All the performers carried scripts, which they read from throughout the play. The actors emulated steam train noises by breathing into microphones, while pianist David Osmond was on hand to deliver other sound effects (the sounds of clinking glasses and scratching cutlery during restaurant scenes, for example). I thought the makeshift vibe was charming at first; after over two hours with no interval, it was slightly grating.
Regardless of the stripped back stage, the message was there.
Almost 100 years after the statutory change Bebb fought so tirelessly for, access to the profession is still a hot topic. It was fitting, therefore, that Sunday night’s event was a fundraiser for The Kalisher Trust, a legal charity “which supports those who aspire to become criminal barristers.” For that reason, it was easy to forgive the play’s thrown together, unrefined feel. I have to applaud the actors and actresses who performed for free, and in that I include Hale and Leveson. Neither looked out of place alongside the professionals, and they were both such good sports.
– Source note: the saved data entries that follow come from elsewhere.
Issue #508, opened 2023-09-08
Integrate resolve_extension_ops into validate / infer_and_validate


acl-cqc:
Moreover, `resolve_extension_ops` was intended to use after loading the Hugr, but the checks in here that saved Signatures match the Signatures that would be computed, would make sense to do in validation. `validate` and `infer_and_validate` are also the main entry points for when you do have an ExtensionRegistry. In `validate` the Hugr is immutable but we could do this in `infer_and_validate` just prior to validation....

acl-cqc:
This was done in #603, renaming `infer_and_validate` to `update_validate`

PR #509, opened 2023-09-08
feat: Validate TypeArgs to ExtensionOp

acl-cqc:
The TypeArgs might contain malformed things like "the type List<5>" - we can only check that they make sense (i.e. that `5` is valid as an argument for List) *given the ExtensionRegistry*, and nowhere outside validation has the ExtensionRegistry, so we need to do this here.

Also rename `validate_children` (in ValidateOp) to `validate_op_children)`, and `validate_operation` to `validate_children`.

### DIFF
--- a/src/hugr/validate.rs
+++ b/src/hugr/validate.rs
@@ -169,7 +169,7 @@ impl<'a, 'b> ValidationContext<'a, 'b> {
             }
         }
         // Secondly that the node has correct children
-        self.validate_operation(node, node_type)?;
+        self.validate_children(node, node_type)?;
 
         // If this is a container with I/O nodes, check that the extension they
         // define match the extensions of the container.
@@ -270,7 +270,7 @@ impl<'a, 'b> ValidationContext<'a, 'b> {
     /// Check operation-specific constraints.
     ///
     /// These are flags defined for each operation type as an [`OpValidityFlags`] object.
-    fn validate_operation(&self, node: Node, node_type: &NodeType) -> Result<(), ValidationError> {
+    fn validate_children(&self, node: Node, node_type: &NodeType) -> Result<(), ValidationError> {
         let op_type = &node_type.op;
         let flags = op_type.validity_flags();
 
--- a/src/hugr/validate.rs
+++ b/src/hugr/validate.rs
@@ -17,7 +17,7 @@ use crate::extension::{
     validate::{ExtensionError, ExtensionValidator},
     ExtensionRegistry, ExtensionSolution, InferExtensionError,
 };
-use crate::ops::custom::ExternalOp;
+
 use crate::ops::validate::{ChildrenEdgeData, ChildrenValidationError, EdgeValidationError};
 use crate::ops::{OpTag, OpTrait, OpType, ValidateOp};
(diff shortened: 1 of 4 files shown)


src/hugr/validate.rs
```diff
@@ -158,7 +159,16 @@ impl<'a, 'b> ValidationContext<'a, 'b> {
...
+        // Check operation-specific constraints. Firstly that type args are correct
+        // (note that if the Hugr were mutable here, this could be a good time to do
+        // resolve_extension_ops)
+        if let OpType::LeafOp(crate::ops::LeafOp::CustomOp(b)) = op_type {
+            for arg in b.args() {
+                arg.validate(self.extension_registry)
+                    .map_err(|cause| ValidationError::SignatureError { node, cause })?;
+            }
+        }
+        // Secondly that the node has correct children
```
acl-cqc, line 171: Methinks `validate_operation` is not a good name, given there's already other validation of the operation *here in validate_node*. Rather, validate_operation is all about the op's *children*. However `validate_children` is already taken (as a *subset* of those child-validating checks), so the best renaming I can see would be along the lines of
1. `validate_children` -> `validate_children_op_specific` *or something*
2. `validate_operation` -> `validate_children`

If anyone can think of a good name for the *or something* then I'm happy to proceed with that ;-)

src/hugr/validate.rs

And, as is often the case when you shove a load of lawyers in a room together, giggles at the legal profession were aplenty. Perhaps the biggest laugh came when Bebb confessed she fancied becoming a barrister, not a solicitor, despite the legal challenge at this stage focusing exclusively on the Law Society. Her lawyer’s response? “If you think the Law Society is a tough nut to crack, the Bar Council is impregnable!”